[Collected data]
######

PR #1627, opened 2021-02-13
Broken xml doc links

SimonCropp:
since there are properties matching those type  names, the types need to be fully qualified


kblok:
Broken for who? It seems that DocFX is not complaining about it.
image

kblok:
Builds are red BTW.

SimonCropp:
the compiler was giving warnings. not sure how docfx resolves them since the type resolution rules mean they should resolve to the locally scoped properties. 

i will look at the build errors tomorrow

PR #1629, opened 2021-02-13
fix bug in ConnectToTheSamePageSimultaneously

SimonCropp:
i think the intent of the test was to test against the two diff instances?


kblok (approved):
Good catch

PR #1631, opened 2021-02-13
remove ToObject<ConnectionResponseParams

SimonCropp:
I assume this is redundant? but technically it could be breaking behavior change


kblok:
Let's see what AppVeyor thinks

PR #1633, opened 2021-02-14
use a static local func

SimonCropp:
https://www.c-sharpcorner.com/article/c-sharp-8-0-static-local-functions/

> In C# 8.0, we addressed this issue by declaring the local functions as static since we are aware that static methods won’t be allocating separate memory in each object and the same in its variables scoped to it.


kblok:
AppVeyor didn't like this

MrSimonC:
This is due to DevicesFetcher targeting .netcore 2.2 (_note: out of Microsoft support now_) which only supports C# 7.3. This issue is fixed either by bumping DevicesFetcher to .net core 3.1, or waiting for the .net 5 issue #1638 to be implemented ...

PR #2096, opened 2023-03-01
Test - Use Assert.ThrowsAsync for exceptions instead of ContinueWith

amaitland:
After reviewing `ContinueWith` usage in the tests there are a couple of cases which can be improved by changing to Assert.ThrowsAsync.


kblok:
Makes sense. Let's see if they CI likes it.

PR #2107, opened 2023-03-20
Improve timing related tests

jnyrup:
This PR consists of two commits related to timing:

1) JavaScript's [`Date.now()`](https://developer.mozilla.org/en-US/docs/Web/JavaScript/Reference/Global_Objects/Date/now) is documented as 
> The `Date.now()` static method returns the number of milliseconds elapsed since the [epoch](https://developer.mozilla.org/en-US/docs/Web/JavaScript/Reference/Global_Objects/Date#the_ecmascript_epoch_and_timestamps), which is defined as the midnight at the beginning of January 1, 1970, UTC.

C#[ `DateTime.Now`](https://learn.microsoft.com/en-us/dotnet/api/system.datetime.now?view=net-8.0) on the other hand is documented as:  
> Gets a [DateTime](https://learn.microsoft.com/en-us/dotnet/api/system.datetime?view=net-8.0) object that is set to the current date and time on this computer, expressed as the local time.

If running a test while changing from/to DST, the difference between two calls to `DateTime.Now` is no longer only an approximation of the time to run some code, but also the difference in UTC offsets.
By changing usages of `DateTime.Now` to `DateTime.UtcNow` we remove that "race-condition" and brings the intention closer to the puppeteer tests.

The second commit includes idea from https://github.com/hardkoded/puppeteer-sharp/pull/2090#issuecomment-1445203137 to avoid silently ignoring exceptions in some tests.
@amaitland I did see your wish for a more elegant solution, but do you agree that including the less pretty solution for now is better than keeping status quo?

### DIFF
--- a/lib/PuppeteerSharp.Tests/PageTests/WaitForNetworkIdleTests.cs
+++ b/lib/PuppeteerSharp.Tests/PageTests/WaitForNetworkIdleTests.cs
@@ -22,7 +22,12 @@ namespace PuppeteerSharp.Tests.PageTests
             var t2 = DateTime.UtcNow;
 
             await Page.GoToAsync(TestConstants.EmptyPage);
-            var task = Page.WaitForNetworkIdleAsync().ContinueWith(x => t1 = DateTime.UtcNow);
+            var task = Page.WaitForNetworkIdleAsync()
+                .ContinueWith(x =>
+                {
+                    if (x.IsFaulted) throw x.Exception;
+                    return t1 = DateTime.UtcNow;
+                });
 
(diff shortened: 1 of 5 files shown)


kblok (approved):

amaitland:
> but do you agree that including the less pretty solution for now is better than keeping status quo?

@jnyrup Absolutely 👍 I've rewritten a couple of cases (https://github.com/hardkoded/puppeteer-sharp/pull/2096) where `ContinueWith` wasn't necessary, that's as far as I've got so far.

PR #2118, opened 2023-03-28
TaskQueue - Make class sealed and simplify Dispose

amaitland:
The class is now **sealed** which means we can remove the `protected` methods

### DIFF
--- a/lib/PuppeteerSharp/Helpers/TaskQueue.cs
+++ b/lib/PuppeteerSharp/Helpers/TaskQueue.cs
@@ -62,7 +62,7 @@ namespace PuppeteerSharp.Helpers
 
             if (dispose)
             {
-                _ = Task.Run(() => DisposeAsync());
+                _ = Task.Run(() => DisposeAsyncCore());
             }
 
             _isDisposed = true;
--- a/lib/PuppeteerSharp/Helpers/TaskQueue.cs
+++ b/lib/PuppeteerSharp/Helpers/TaskQueue.cs
@@ -5,7 +5,7 @@ using System.Threading.Tasks;
 
 namespace PuppeteerSharp.Helpers
 {
-    internal class TaskQueue : IDisposable, IAsyncDisposable
+    internal sealed class TaskQueue : IDisposable, IAsyncDisposable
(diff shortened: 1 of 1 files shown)


amaitland:
@kblok What do you think about making `TaskQueue` sealed? The `Dispose/DisposeAsync` code could be greatly simplified.

amaitland:
I've updated the code to make the class `sealed`. I haven't run the tests locally yet.

kblok (approved):

jnyrup:
Do any of you know why we we call `_ = Task.Run(() => DisposeAsync());` instead of `_semaphore.Wait();`?
I can't find anything about it in #1826.


Also I guess we should also check `_isDisposed` in `DisposeAsync()`

amaitland:
> Do any of you know why we we call `_ = Task.Run(() => DisposeAsync());` instead of `_semaphore.Wait();`?

I wasn't involved in the original implementation. 

Changing to `Wait()` would mean `Dispose` would then block, I'm not sure if that would have any side effects, so I left it alone for now.

> Also I guess we should also check `_isDisposed` in `DisposeAsync()`

I was planning on revisiting this one, the question I have is do we need a `Thread Safe` guard or not? From a quick look at the usage it's probably fine for just a bool check, I'm still somewhat leaning towards using `Interlocked.Exchange`.

```c#
private int _disposed;

{
    {
        return;
    }

    try
    {
        await _semaphore.WaitAsync().ConfigureAwait(false);
    }
    catch (ObjectDisposedException)
    {
        // Ignore
    }

    _semaphore.Dispose();
}
```

amaitland:
> I'm still somewhat leaning towards using `Interlocked.Exchange`.

Promised change as a commit https://github.com/amaitland/puppeteer-sharp/commit/2ca28aa75cb1d59d5e481d881d82afece9e6927c

kblok:
@amaitland @jnyrup Honestly, I never find issues around de disposable path as you are working on.
I did work on many things around page creation, requests lists, etc, etc.
So, as you can see :),  I'm open to suggestions and ideas here.

PR #2119, opened 2023-04-01
Update samples to use PuppeteerSharp v9.0.2

cestrand:
Updated PuppeteerSharp to 9.0.2 in the samples.

There is no constant called `BrowserFetcher.DefaultRevision` since version 7.0.0. Changed it to `BrowserFetcher.DefaultChromiumRevision`.

Fixed broken CSS selectors in samples. All samples working correctly now.


kblok (approved):
Thank you!

PR #2123, opened 2023-04-07
TaskQueue - ThreadSafe Dispose(Async) guard

amaitland:
Adds a double dispose guard to `DisposeAsync`. As proposed in https://github.com/hardkoded/puppeteer-sharp/pull/2118#issuecomment-1489622471 

Same pattern is used within the `dotnet runtime` itself. 

https://github.com/dotnet/runtime/blob/38b81ba83ab2b27a730a9524401d74043d172049/src/libraries/System.Net.Quic/src/System/Net/Quic/QuicListener.cs#L356

### DIFF
--- a/lib/PuppeteerSharp/Helpers/TaskQueue.cs
+++ b/lib/PuppeteerSharp/Helpers/TaskQueue.cs
@@ -10,32 +10,29 @@ namespace PuppeteerSharp.Helpers
         [SuppressMessage("Usage", "CA2213: Disposable fields should be disposed", Justification = "The disposable field is being disposed asynchronously.")]
         [SuppressMessage("CodeQuality", "IDE0079:Remove unnecessary suppression", Justification = "The CA2213 suppression is actually necessary.")]
         private readonly SemaphoreSlim _semaphore;
-        private bool _isDisposed;
+        private int _disposed;
 
         internal TaskQueue() => _semaphore = new SemaphoreSlim(1);
 
         public void Dispose()
         {
-            if (_isDisposed)
+            if (Interlocked.Exchange(ref _disposed, 1) != 0)
             {
                 return;
             }
 
-            _ = Task.Run(() => DisposeAsync());
-
-            _isDisposed = true;
+            _semaphore.Wait();
+            _semaphore.Dispose();
         }
 
         public async ValueTask DisposeAsync()
         {
-            try
+            if (Interlocked.Exchange(ref _disposed, 1) != 0)
             {
-                await _semaphore.WaitAsync().ConfigureAwait(false);
+                return;
             }
-            catch (ObjectDisposedException)
-            {
-                // Ignore
-            }
+
+            await _semaphore.WaitAsync().ConfigureAwait(false);
 
             _semaphore.Dispose();
         }


lib/PuppeteerSharp/Helpers/TaskQueue.cs
```diff
@@ -10,24 +10,27 @@ internal sealed class TaskQueue : IDisposable, IAsyncDisposable
...
 
         public void Dispose()
         {
-            if (_isDisposed)
+            if (Interlocked.Exchange(ref _disposed, 1) != 0)
             {
                 return;
             }
 
             _ = Task.Run(() => DisposeAsync());
```
jnyrup, line 24: I haven't had a chance to test this out, but won't we we immediately return from `DisposeAsync` as `_disposed` has already been changed?

jnyrup: I had some time to test, and `_semaphore` is not disposed when calling `Dispose` for the reason described above.

If we decouple `Dispose` and `DisposeAsync` completely and call `SemaphoreSlim.Wait()` in `Dispose`, here are some unit tests to verify it.
With the thread safe guards, we should in addition be able to remove the try/catch of `ObjectDisposedException`.

```cs
public void Dispose()
{
    {
        return;
    }

    _semaphore.Wait();
    _semaphore.Dispose();
}

{
    {
        return;
    }

    await _semaphore.WaitAsync().ConfigureAwait(false);
    _semaphore.Dispose();
}
```

```cs
public class TaskQueueTests
{
    [Fact]
    public void ShouldDisposeSemaphoreWhenDisposing()
    {
        var taskQueue = new TaskQueue();
        taskQueue.Dispose();

        var semaphore = GetSemaphore(taskQueue);
        Assert.Throws<ObjectDisposedException>(() => semaphore.AvailableWaitHandle);
    }

    [Fact]
    public void ShouldNotThrowWhenDisposingMultipleTimes()
    {
        var taskQueue = new TaskQueue();
        taskQueue.Dispose();

        // Can be disposed a second time without throwing
        taskQueue.Dispose();
    }

    [Fact]
    public async Task ShouldDisposeSemaphoreWhenDisposingAsync()
    {
        var taskQueue = new TaskQueue();
        await taskQueue.DisposeAsync().ConfigureAwait(false);

        var semaphore = GetSemaphore(taskQueue);
        Assert.Throws<ObjectDisposedException>(() => semaphore.AvailableWaitHandle);
    }

    [Fact]
    public async Task ShouldNotThrowWhenDisposingMultipleTimesAsync()
    {
        var taskQueue = new TaskQueue();
        await taskQueue.DisposeAsync().ConfigureAwait(false);

        // Can be disposed a second time without throwing
        await taskQueue.DisposeAsync().ConfigureAwait(false);
    }

    private static SemaphoreSlim GetSemaphore(TaskQueue queue) =>
        (SemaphoreSlim)typeof(TaskQueue).GetField("_semaphore", BindingFlags.Instance | BindingFlags.NonPublic).GetValue(queue);
}
```

kblok:
I'll wait for your approval here @jnyrup

lib/PuppeteerSharp/Helpers/TaskQueue.cs
amaitland: > I haven't had a chance to test this out, but won't we we immediately return from DisposeAsync as _disposed has already been changed?

You are absolutely correct! My mistake!

jnyrup (approved):

PR #2128, opened 2023-04-08
Rework some disposing

jnyrup:
Found some more places related to disposing to rework.
I've split the changes into three separate commits to ease reviewing.

### DIFF
--- a/lib/PuppeteerSharp/Browser.cs
+++ b/lib/PuppeteerSharp/Browser.cs
@@ -295,10 +295,18 @@ namespace PuppeteerSharp
                 targetFilter,
                 isPageTargetCallback);
 
-            initAction?.Invoke(browser);
+            try
+            {
+                initAction?.Invoke(browser);
 
-            await browser.AttachAsync().ConfigureAwait(false);
-            return browser;
+                await browser.AttachAsync().ConfigureAwait(false);
+                return browser;
+            }
+            catch
+            {
+                await browser.DisposeAsync().ConfigureAwait(false);
+                throw;
+            }
         }
 
         internal IEnumerable<string> GetCustomQueryHandlerNames()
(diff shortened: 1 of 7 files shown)


lib/PuppeteerSharp/Browser.cs
```diff
@@ -295,10 +295,18 @@ public async ValueTask DisposeAsync()
...
+                initAction?.Invoke(browser);
 
-            await browser.AttachAsync().ConfigureAwait(false);
-            return browser;
+                await browser.AttachAsync().ConfigureAwait(false);
+                return browser;
+            }
+            catch
+            {
+                await browser.DisposeAsync().ConfigureAwait(false);
```
jnyrup, line 307: if `initAction` or `AttachAsync` throws an exception, we now explicitly dispose `browser`.

lib/PuppeteerSharp/WaitTask.cs
```diff
@@ -171,8 +171,14 @@ internal class WaitTask : IDisposable
 
         public void Dispose()
         {
-            Dispose(true);
-            GC.SuppressFinalize(this);
```
jnyrup, line 175: Since the class is now `sealed` and there is not finalizer, there's no longer a need for `GC.SuppressFinalize(this)`.

lib/PuppeteerSharp/Helpers/TempDirectory.cs
```diff
@@ -31,31 +31,20 @@ public TempDirectory(string path)
...
-        protected virtual void Dispose(bool disposing)
-        {
-            if (_deleteTask == null)
-            {
-                _ = DeleteAsync();
-            }
-        }
-
-        private static async Task DeleteAsync(string path, CancellationToken cancellationToken = default)
+        private static async Task DeleteAsync(string path)
```
jnyrup, line 47: `DeleteAsync(CancellationToken cancellationToken = default)` has never been used outside this class since it was introduced in #585, so `cancellationToken` is always `CancellationToken.None`.

I don't have the full overview of what #585 does, so I refrained from removing the fire-and-forget invocation of of `DeleteAsync`.

lib/PuppeteerSharp/Browser.cs
kblok: Good point.

kblok (approved):
Great job going through this!

kblok (approved):

PR #2131, opened 2023-04-08
TaskHelper improvements

jnyrup:
dc2e1137e888cacfc3598c41941098053d4e2020
When `task` times out and `timeoutAction` does not throw an exception we resumed awaiting `task` instead of returning early like `public static async Task<T> WithTimeout<T>(this Task<T> task, Action timeoutAction, TimeSpan timeout)` does.

71a9c95f7251dda0ed9f654178f4c956783ef007
When the `cancellationToken` is canceled we don't stop the `TimeoutTask`.

### DIFF
--- a/lib/PuppeteerSharp.Tests/TaskHelperTests.cs
+++ b/lib/PuppeteerSharp.Tests/TaskHelperTests.cs
@@ -72,5 +72,17 @@ namespace PuppeteerSharp.Tests
 
             await task.WithTimeout(() => Task.FromException(new TimeoutException()), TimeSpan.FromTicks(1), token);
         }
+
+        [Fact]
+        public async Task ShouldStopExecutionWhenTokenIsCanceled()
+        {
+            using var tokenSource = new CancellationTokenSource();
+            var tcs = new TaskCompletionSource<bool>();
+
+            var task = tcs.Task.WithTimeout(() => Task.FromException(new TimeoutException()), TimeSpan.FromHours(42), tokenSource.Token);
+            tokenSource.Cancel();
+
+            await task;
+        }
     }
 }
--- a/lib/PuppeteerSharp.Tests/TaskHelperTests.cs
+++ b/lib/PuppeteerSharp.Tests/TaskHelperTests.cs
@@ -1,0 +1,76 @@
+using System;
+using System.Threading;
+using System.Threading.Tasks;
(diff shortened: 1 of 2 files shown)


lib/PuppeteerSharp.Tests/TaskHelperTests.cs
kblok, line 1: We could create a new Namespace/Directory for tests on utility classes.

lib/PuppeteerSharp/Helpers/TaskHelper.cs
```diff
@@ -187,14 +192,32 @@ private static async Task<bool> TimeoutTask(Task task, TimeSpan timeout)
...
+
+            var tcs = new TaskCompletionSource<bool>(TaskCreationOptions.RunContinuationsAsynchronously);
+            using (var linkedCancellationToken = CancellationTokenSource.CreateLinkedTokenSource(cancellationToken))
+            {
+                linkedCancellationToken.CancelAfter(timeout);
+                using (linkedCancellationToken.Token.Register(s => ((TaskCompletionSource<bool>)s).TrySetResult(true), tcs))
+                {
+                    return tcs.Task == await Task.WhenAny(task, tcs.Task).ConfigureAwait(false);
+                }
+            }
```
kblok, line 220: Can we use [using statements](https://learn.microsoft.com/en-us/dotnet/csharp/language-reference/statements/using)?

jnyrup: I've changed the outermost using statements to using declarations.

For the return value of `Register` I've kept the using statements, since
```cs
using var _ = linkedCancellationToken.Token.Register(s => ((TaskCompletionSource<bool>)s).TrySetResult(true), tcs);
```
triggers SA1312

See https://github.com/DotNetAnalyzers/StyleCopAnalyzers/issues/3057#issuecomment-552490781

kblok (approved):

lib/PuppeteerSharp.Tests/TaskHelperTests.cs
jnyrup: Can I postpone that to another PR?
Then I'll move both this and `TaskQueueTests` in there

kblok: Sure!

PR #2135, opened 2023-04-08
Use IAsyncLifetime for async initialization/disposal

jnyrup:
Removes some blocking calls around xunit initialization/disposal
Found on https://jimmybogard.com/integration-testing-with-xunit/#sharedfixturedesign

https://github.com/xunit/xunit/blob/1892224c60f8499b42ee1d8a521d65995ef32aea/src/xunit.execution/Sdk/Frameworks/Runners/XunitTestCollectionRunner.cs#L107-L121

https://github.com/xunit/xunit/blob/1892224c60f8499b42ee1d8a521d65995ef32aea/src/xunit.execution/Sdk/Frameworks/Runners/XunitTestCollectionRunner.cs#L56-L64


kblok (approved):
Good one. Although we should move to NUnit eventually.

PR #2136, opened 2023-04-08
Cleanups

jnyrup:
Some minor cleanups that have no behavioral changes.
When relevant I've included the context I could find in the commit message.

### DIFF
--- a/lib/PuppeteerSharp/AriaQueryHandlerFactory.cs
+++ b/lib/PuppeteerSharp/AriaQueryHandlerFactory.cs
@@ -43,7 +43,7 @@ namespace PuppeteerSharp
 
             Func<IElementHandle, string, WaitForSelectorOptions, Task<IElementHandle>> waitFor = async (IElementHandle root, string selector, WaitForSelectorOptions options) =>
             {
-                var frame = (root as ElementHandle).Frame;
+                var frame = ((ElementHandle)root).Frame;
                 var element = await frame.SecondaryWorld.AdoptHandleAsync(root).ConfigureAwait(false);
 
                 Func<string, Task<IElementHandle>> func = (string selector) => queryOne(element, selector);
@@ -63,7 +63,7 @@ namespace PuppeteerSharp
 
             Func<IElementHandle, string, Task<IElementHandle[]>> queryAll = async (IElementHandle element, string selector) =>
             {
-                var exeCtx = element.ExecutionContext as ExecutionContext;
+                var exeCtx = (ExecutionContext)element.ExecutionContext;
                 var world = exeCtx.World;
                 var ariaSelector = ParseAriaSelector(selector);
                 var res = await QueryAXTreeAsync(exeCtx.Client, element, ariaSelector.Name, ariaSelector.Role).ConfigureAwait(false);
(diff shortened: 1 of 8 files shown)


lib/PuppeteerSharp/AriaQueryHandlerFactory.cs
```diff
@@ -26,10 +26,6 @@ internal static InternalQueryHandler Create()
             {
                 var queryOptions = ParseAriaSelector(selector);
                 var res = await QueryAXTreeAsync(((ElementHandle)element).Client, element, queryOptions.Name, queryOptions.Role).ConfigureAwait(false);
-                if (res.FirstOrDefault().BackendDOMNodeId == null)
-                {
-                    return null;
-                }
```
kblok, line 32: Why do you think we need to remove this?

jnyrup: We don't _need_ to remove it, but it's evaluating the lazy `IEnumerable<AXTreeNode>` returned by `QueryAXTreeAsync` without needing to.

If `QueryAXTreeAsync` returns an empty sequence, `FirstOrDefault()` returns null and `.BackendDOMNodeId` throws a `NullReferenceException`.

If `QueryAXTreeAsync` returns a non-empty sequence we can just return `res.First().BackendDOMNodeId` directly instead of calling `First`/`FirstOrDefault` twice.

Here's a reduced [example](https://sharplab.io/#v2:EYLgxg9gTgpgtADwGwBYA0AXEUCuA7AHwAEAmARgFgAoIgBgAIiyUBuauxsgOgBkBLPAEc2VdmQCcACgCKOGFACeAQQAaAFVgwlAZwV4wkgJRcAYnyjaMAeSgARGADMAhjgA2GI4ZFMps+cvVNHT0DYzMLD0MvahiaMgBmAB4BDAA+ej9FVQ0YLV19I2oAb2p6MvoUivoAXnpaEXL6AHcACz5XGHpJDFwYQ1LykqpGxp9JABIAIgAHKAgAExwwAQBzeiK+AF9J6OGRsqYyRgB2CoBqM4byzepNoA).

kblok: I think the logic was wrong there. We should return null if `backendDOMNodeId` is `0` or `null`.

jnyrup: If I understand https://github.com/puppeteer/puppeteer/blob/main/packages/puppeteer-core/src/common/AriaQueryHandler.ts correctly, `queryAXTree` can return an empty sequence which is handled in `queryOne` by
```ts
(await AsyncIterableUtil.first(this.queryAll(element, selector))) ?? null
```

We could then return `return res.FirstOrDefault()?.BackendDOMNodeId;`

kblok: Technically we should return `null` if the value is `0`, right?

jnyrup: I don't see anywhere in [AriaQueryHandler.ts](https://github.com/puppeteer/puppeteer/blob/main/packages/puppeteer-core/src/common/AriaQueryHandler.ts) code where they have special handling of `0`.

`return res.FirstOrDefault()?.BackendDOMNodeId;` will return `null` if `res` is empty and otherwise `BackendDOMNodeId` of the first item.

######

The lines to extract from the data above begin with the line containing "This PR consists" and end with the line containing "the local time.". Extract them exactly, including both.

This PR consists of two commits related to timing:

1) JavaScript's [`Date.now()`](https://developer.mozilla.org/en-US/docs/Web/JavaScript/Reference/Global_Objects/Date/now) is documented as 
> The `Date.now()` static method returns the number of milliseconds elapsed since the [epoch](https://developer.mozilla.org/en-US/docs/Web/JavaScript/Reference/Global_Objects/Date#the_ecmascript_epoch_and_timestamps), which is defined as the midnight at the beginning of January 1, 1970, UTC.

C#[ `DateTime.Now`](https://learn.microsoft.com/en-us/dotnet/api/system.datetime.now?view=net-8.0) on the other hand is documented as:  
> Gets a [DateTime](https://learn.microsoft.com/en-us/dotnet/api/system.datetime?view=net-8.0) object that is set to the current date and time on this computer, expressed as the local time.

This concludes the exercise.